FKBP12; FK506 BINDING PROTEIN 12kD

3.1 : Généralités

3.1.1 : Découverte des Peptidyl-Prolyl Cis-Trans Isomérases ; PPIases

Les FK506 binding proteins ; FKBPs, appartiennent à la famille des PPIases : les Peptidyl-Prolyl Cis-Trans Isomérases. Elles catalysent et accélèrent l’isomérisation cis/ trans des liens peptidiques du côté amino-terminal des résidus proline et sont donc nécessaires au reploiement protéique. Il existe plusieurs classes de PPIases, elles présentent toutes la même activité enzymatique, mais leurs séquences primaires ne montrent pas de similarité. Plus de 3000 protéines sont ainsi regroupées parmi les cyclophilines {Wang, 2005} les FKBPs, les parvulines {Joseph, 2003} et le « trigger factor » bactérien {Stoller, 1995}.

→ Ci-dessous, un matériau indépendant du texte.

PR #2119, opened 2017-09-26
[GOBBLIN-267] Changed workunit creation policy to compare update time with maxLookBackDays

aditya1105:
Dear Gobblin maintainers,

### JIRA
    - https://issues.apache.org/jira/browse/GOBBLIN-267

### Description
HiveSource#shouldCreateWorkunit() now compares update time with maxLookBackDays

### Tests
Very trivial change/fix

### Commits

### DIFF
--- a/gobblin-data-management/src/main/java/org/apache/gobblin/data/management/conversion/hive/source/HiveSource.java
+++ b/gobblin-data-management/src/main/java/org/apache/gobblin/data/management/conversion/hive/source/HiveSource.java
@@ -386,10 +386,13 @@ public class HiveSource implements Source {
 
   /**
    * Check if workunit needs to be created. Returns <code>true</code> If the
-   * <code>updateTime</code> is greater than the <code>lowWatermark</code>.
+   * <code>updateTime</code> is greater than the <code>lowWatermark</code> and <code>maxLookBackTime</code>
    * <code>createTime</code> is not used. It exists for backward compatibility
    */
   protected boolean shouldCreateWorkunit(long createTime, long updateTime, LongWatermark lowWatermark) {
+    if (new DateTime(updateTime).isBefore(this.maxLookBackTime)) {
+      return false;
+    }
     return new DateTime(updateTime).isAfter(lowWatermark.getValue());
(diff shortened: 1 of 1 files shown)


aditya1105:
@abti, can you please review this pr

gobblin-data-management/src/main/java/org/apache/gobblin/data/management/conversion/hive/source/HiveSource.java
```diff
@@ -386,10 +386,13 @@ protected boolean shouldCreateWorkunit(Partition sourcePartition, LongWatermark
 
   /**
    * Check if workunit needs to be created. Returns <code>true</code> If the
-   * <code>updateTime</code> is greater than the <code>lowWatermark</code>.
+   * <code>updateTime</code> is greater than the <code>lowWatermark</code> and <code>maxLookBackTime</code>
    * <code>createTime</code> is not used. It exists for backward compatibility
    */
   protected boolean shouldCreateWorkunit(long createTime, long updateTime, LongWatermark lowWatermark) {
+    if (new DateTime(updateTime).isBefore(this.maxLookBackTime)) {
```
erwa: Is `updateTime` here the same as the partition value (i.e. the time corresponding to the partition value YYYY-MM-DD-HH)?  If this is the last time the partition was updated, then I think you might still have a problem. For example, imagine 100 days of partitions are registered today and maxLookBackTime is 5 days ago. The last time all 100 partitions were updated would be > maxLookBackTime and would thus still have workunits created for them.

aditya1105: Update time is controllable via policies.Following are the policies we have:
1) DatePatternUpdateProvider
2) HdfsBasedUpdateProvider
3) HiveMetastoreBasedUpdateProvider

Hence using the 1 and 2 as update policies will make sure workunits won't be created in the scenario mentioned above.
If 3 is used, then both create time and update time should be taken by hive partition property and hence workunits must be created.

La première PPIase, la cyclophiline Cyp18 a été découverte il y a 25 ans dans le laboratoire de Fischer {Fischer, 1984;Fischer, 1984}. C’est en utilisant une matrice d’affinité avec l’immunosuppresseur FK506 qu’une autre sorte de PPIase a été isolée, d’abord chez les mammifères {Harding, 1989;Siekierka, 1989} puis chez S.cerevisiae {Heitman, 1991}. La protéine a donc pris le nom de FKBP12 pour FK506 binding protein de 12kD. Elle est l’archétype de la famille des FKBPs. Le FK506 n’est pas le seul ligand des FKBPs. Elles sont également les récepteurs intracellulaires d’un macrolide structurellement corrélé au FK506 : la rapamycine {Bierer, 1990}. FK506 et Rpm sont produits par deux variétés de bactéries vivant dans le sol : Streptomyces tsukubaesis pour la première, découverte à Tsukuba au Japon {Kino, 1987} et Streptomyces hygroscopicus pour la deuxième, découverte sur l’île de Rapa-nui, d’où elle tient son nom {Sehgal, 1975} (Fig.12).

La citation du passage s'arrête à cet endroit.